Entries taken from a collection
——

PR #178, opened 2019-11-29
Remove @Input from setStylesheet as it is deprecated behavior

rpalcolea:
This is not a priority, found this when using spotbugs lately:

```
 Task :spotbugsMain
Type 'SpotBugsHtmlReportImpl': setter method 'setStylesheet()' should not be annotated with: @Input. This behaviour has been deprecated and is scheduled to be removed in Gradle 7.0.
	at java.lang.Iterable.forEach(Iterable.java:75)
	at org.gradle.internal.execution.steps.ValidateStep.execute(ValidateStep.java:56)
	at org.gradle.internal.execution.steps.SkipEmptyWorkStep.lambda$execute$2(SkipEmptyWorkStep.java:78)
```


KengoTODA:
I'm not sure why it is possible & necessary, will try to find related documents in the Gradle community.

PR #199, opened 2020-03-04
Fix the issue 196

### LINKED ISSUE #196: 4.0.0 no longer included in "check"
If I update the plugin version from 3.0.0 to 4.0.0, `spotbugMain` and `spotBugsTest` no longer run as part of the `check` task.  They work if I run the tasks manually, but they used to be included as a verification step.  I looked through the changelog and did not see anything.  Was this intentional?

KengoTODA:
close #196

### DIFF
--- a/src/main/groovy/com/github/spotbugs/snom/SpotBugsPlugin.java
+++ b/src/main/groovy/com/github/spotbugs/snom/SpotBugsPlugin.java
@@ -27,7 +27,7 @@ public class SpotBugsPlugin implements Plugin<Project> {
   public static final String SLF4J_CONFIG_NAME = "spotbugsSlf4j";
   public static final String EXTENSION_NAME = "spotbugs";
 
-  private final Logger log = LoggerFactory.getLogger(SpotBugsPlugin.class);
+  private final Logger log = LoggerFactory.getLogger(getClass());
 
   @Override
   public void apply(Project project) {
--- a/src/main/groovy/com/github/spotbugs/snom/SpotBugsPlugin.java
+++ b/src/main/groovy/com/github/spotbugs/snom/SpotBugsPlugin.java
@@ -18,12 +18,16 @@ import edu.umd.cs.findbugs.annotations.Nullable;
 import org.gradle.api.Plugin;
 import org.gradle.api.Project;
 import org.gradle.api.Task;
+import org.slf4j.Logger;
+import org.slf4j.LoggerFactory;
 
 public class SpotBugsPlugin implements Plugin<Project> {
   public static final String CONFIG_NAME = "spotbugs";
   public static final String PLUGINS_CONFIG_NAME = "spotbugsPlugins";
   public static final String SLF4J_CONFIG_NAME = "spotbugsSlf4j";
   public static final String EXTENSION_NAME = "spotbugs";
+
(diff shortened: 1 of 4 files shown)


src/main/groovy/com/github/spotbugs/snom/SpotBugsPlugin.java
```diff
@@ -18,13 +18,17 @@
...
+import org.slf4j.Logger;
+import org.slf4j.LoggerFactory;
 
 public class SpotBugsPlugin implements Plugin<Project> {
   public static final String CONFIG_NAME = "spotbugs";
   public static final String PLUGINS_CONFIG_NAME = "spotbugsPlugins";
   public static final String SLF4J_CONFIG_NAME = "spotbugsSlf4j";
   public static final String EXTENSION_NAME = "spotbugs";
 
+  private final Logger log = LoggerFactory.getLogger(SpotBugsPlugin.class);
```
ThrawnCA: This could instead be `LoggerFactory.getLogger(MethodHandles.lookup().lookupClass());` so that it can be copy-pasted to other classes. Also, why not `static`?

KengoTODA: I'm not so positive to make copy-paste friendly in this case. The code  with `MethodHandles` isn't so intentional.

To avoid the pointed mistake, since we use JDK11 to build in CI, I wanna use Errorprone with [SLF4J plugin](https://github.com/KengoTODA/errorprone-slf4j) that can detect it. I'll make separated PR.

> Also, why not static?

It simply has no merit nor demerit. `Plugin` instance is created just few times per build.

KengoTODA: Ouch, we code in Groovy so Errorprone doesn't work. Now it's time to use SpotBugs! :)

ThrawnCA: Note that PMD will flag non-static loggers as a mistake unless passed into the constructor: https://pmd.github.io/latest/pmd_rules_java_errorprone.html#properlogger

Why not make logging statements copy-paste friendly? They're gonna be copy-pasted at some point, may as well avoid the risk of forgetting to update the classname.

KengoTODA: Confirmed that SpotBugs SLF4J plugin cannot detect the issue, because Groovy compiles this code into the following format:

```
        Object var5 = var4[0].call(LoggerFactory.class, Object.class);
        this.log = (Logger)ScriptBytecodeAdapter.castToType(var5, Logger.class);
```

so I'll follow your suggestion at this moment.

KengoTODA: > Why not make logging statements copy-paste friendly?

I believe it's not the way to go. And if I do, I will choose `LoggerFactory.getLogger(getClass())` which is more intuitive code to read.

BTW static-or-not is not so problem, [FAQ says both are OK](http://www.slf4j.org/faq.html#declared_static). Then I personally prefer the less-magic way.

ThrawnCA: `getClass()` works for an instance logger, yes.

PR #204, opened 2020-03-09
Try to reproduce the reported case, and fix it

### LINKED ISSUE #196: 4.0.0 no longer included in "check"

KengoTODA:
This fix makes SpotBugs plugin makes the dependency onto `check` task when `java-base` plugin is applied. This change close #196 in the version `4.0.1` which expects that `java-base` plugin is already applied to the project.


KengoTODA:
@spotbugs/everyone please review this PR, thanks in advance!

PR #234, opened 2020-04-24
fix: Use task creation avoidance api

daanschipper:
Using `getTasks().register()` avoids creating the tasks during configuration time.
Currently the plugin is creating  number of modules * number of sourcesets amount of tasks, slowing down the configuration time.

Tasks created during configuration time, from a build scan

How can I build the plugin to test it locally to confirm that this solves the issue?

### DIFF
--- a/src/main/groovy/com/github/spotbugs/snom/internal/SpotBugsTaskFactory.java
+++ b/src/main/groovy/com/github/spotbugs/snom/internal/SpotBugsTaskFactory.java
@@ -47,7 +47,7 @@ public class SpotBugsTaskFactory {
                         log.debug("Creating SpotBugsTask for {}", sourceSet);
                         project
                             .getTasks()
-                            .create(
+                            .register(
                                 name,
                                 SpotBugsTask.class,
                                 task -> {


KengoTODA:
Confirmed that this fix can pass existing test cases, then #196 won't be reproduced by this change. This means that #204 is the necessary fix and #199 isn't, actually. 

Thank you!

> How can I build the plugin to test it locally to confirm that this solves the issue?

The suggested way is to make integration tests instead of the manual checks.
It is also possible to [install the artifact to the local maven repository](https://github.com/spotbugs/spotbugs-gradle-plugin/blob/4.0.5/.github/CONTRIBUTING.md).

For this PR, it seems safe to merge, then I'll merge this for performance enhancements.

KengoTODA:
semantic-release didn't trigger a release, because I forgot to use 'squash and merge' which uses PR name as commit comment, instead of 'rebase and merge'. I will release the next patch version later.

https://github.com/spotbugs/spotbugs-gradle-plugin/runs/619575381#step:8:55

KengoTODA:
v4.0.6 contains this fix.

https://github.com/spotbugs/spotbugs-gradle-plugin/releases/tag/4.0.6

PR #237, opened 2020-04-29
fix: use task creation avoidance api

daanschipper:
The issue of tasks being created during the configuration time still persists, the fix in #234 was not sufficient.

Any help with writing the functional test to cover this is greatly appreciated, I cannot find how to assert that a task has not been initialized when calling `./gradlew help`

### DIFF
--- a/src/main/groovy/com/github/spotbugs/snom/SpotBugsPlugin.java
+++ b/src/main/groovy/com/github/spotbugs/snom/SpotBugsPlugin.java
@@ -16,7 +16,7 @@ package com.github.spotbugs.snom;
 import com.github.spotbugs.snom.internal.SpotBugsTaskFactory;
 import org.gradle.api.Plugin;
 import org.gradle.api.Project;
-import org.gradle.api.Task;
+import org.gradle.api.plugins.JavaBasePlugin;
 import org.slf4j.Logger;
 import org.slf4j.LoggerFactory;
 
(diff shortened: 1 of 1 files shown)


src/main/groovy/com/github/spotbugs/snom/SpotBugsPlugin.java
```diff
@@ -39,8 +39,8 @@ public void apply(Project project) {
             javaBase -> {
               log.debug(
                   "The javaBase plugin has been applied, so making the check task depending on all of SpotBugsTask");
-              Task check = project.getTasks().getByName("check");
-              project.getTasks().withType(SpotBugsTask.class, check::dependsOn);
+              project.getTasks().named(JavaBasePlugin.CHECK_TASK_NAME).configure(task ->
```
KengoTODA, line 42: At this moment, we're sure that the `java-base` plugin has been applied to the project.  
Do we still need to defer the task creation?

daanschipper: With `project.getTasks().getByName()` the `check` task is still created, see https://docs.gradle.org/current/userguide/task_configuration_avoidance.html for more info.

KengoTODA: ah I got the point. even though the plugin has been applied, it's still possible that user don't need it so we may skip creating the check task for better performance. thanks!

——

# How to complete this task
Where does "files" occur in the data? Copy each line that has it.

# Answer area
(diff shortened: 1 of 4 files shown)
(diff shortened: 1 of 1 files shown)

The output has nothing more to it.